YOUR GOAL:
The task calls for each line of the records below in which the word "sites" appears.

RECORDS FOR PROCESSING:
PR #2955, opened 2021-10-30
Implement AutoHierarchicalNormalMessenger

vitkl:
Based on #2953 

The mean-field posterior at any site is a transformed normal distribution, the mean of which depends on the value of that site given its dependencies in the model:

```python
loc = loc + transform.inv(prior.mean) * weight
```

Where the value of `prior.mean` is conditional on upstream sites in the model. This approach doesn't work for distributions that don't have the mean, as discussed here https://github.com/pyro-ppl/pyro/pull/2953#discussion_r739671482.

Currently, for the sites that don't have upstream sites, the guide is representing/learning deviation from the prior. Would it be useful to auto-detect sites that do not have upstream sites? Alternatively, hierarchical sites could be specified by the user. @fritzo WDYT?

## Tasks
- [x] add a section to infer.autoguide.rst as for `AutoNormalMessenger`
- [x] add import in `pyro/infer/autoguide/__init__.py` and add an entry in that file's `__all__`
- [x] add to tests in tests/infer/test_autoguide.py, following `AutoNormalMessenger`


pyro/infer/autoguide/effect.py
```diff
@@ -0,0 +1,396 @@
+# Copyright Contributors to the Pyro project.
+# SPDX-License-Identifier: Apache-2.0
+
+from typing import Callable, Dict, Union
```
fritzo, line 4: `from typing import Optional`

fritzo (commented):
Looks great @vitkl!  Before merging, could you also add docs, tests, and imports?  I'll add a task list to the PR description.

pyro/infer/autoguide/effect.py
```diff
@@ -0,0 +1,396 @@
...
+        except AttributeError:
+            pass
+
+        # Initialize.
+        with poutine.block(), torch.no_grad():
+            transform = biject_to(prior.support)
+            event_dim = transform.domain.event_dim
+            constrained = self.init_loc_fn({"name": name, "fn": prior}).detach()
+            unconstrained = transform.inv(constrained)
+            init_loc = self._remove_outer_plates(unconstrained, event_dim)
```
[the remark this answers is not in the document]
vitkl: This makes sense, thank you for suggesting!

pyro/infer/autoguide/effect.py
```diff
@@ -0,0 +1,396 @@
...
+        finally:
+            self._computing_median = False
+
+    def _get_posterior_median(self, name, prior):
+        transform = biject_to(prior.support)
+        loc, scale = self._get_params(name, prior)
+        return transform(loc)
+
+
+class AutoHierarchicalNormalMessenger(AutoNormalMessenger):
```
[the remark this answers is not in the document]
vitkl: I don't have many ideas except to remove `Messenger` from the name. Presumably `AutoHierarchicalNormal` will never be implemented using AutoNormal non-messenger style.

vitkl:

TASK OUTPUT:
Where the value of `prior.mean` is conditional on upstream sites in the model. This approach doesn't work for distributions that don't have the mean, as discussed here https://github.com/pyro-ppl/pyro/pull/2953#discussion_r739671482.
Currently, for the sites that don't have upstream sites, the guide is representing/learning deviation from the prior. Would it be useful to auto-detect sites that do not have upstream sites? Alternatively, hierarchical sites could be specified by the user. @fritzo WDYT?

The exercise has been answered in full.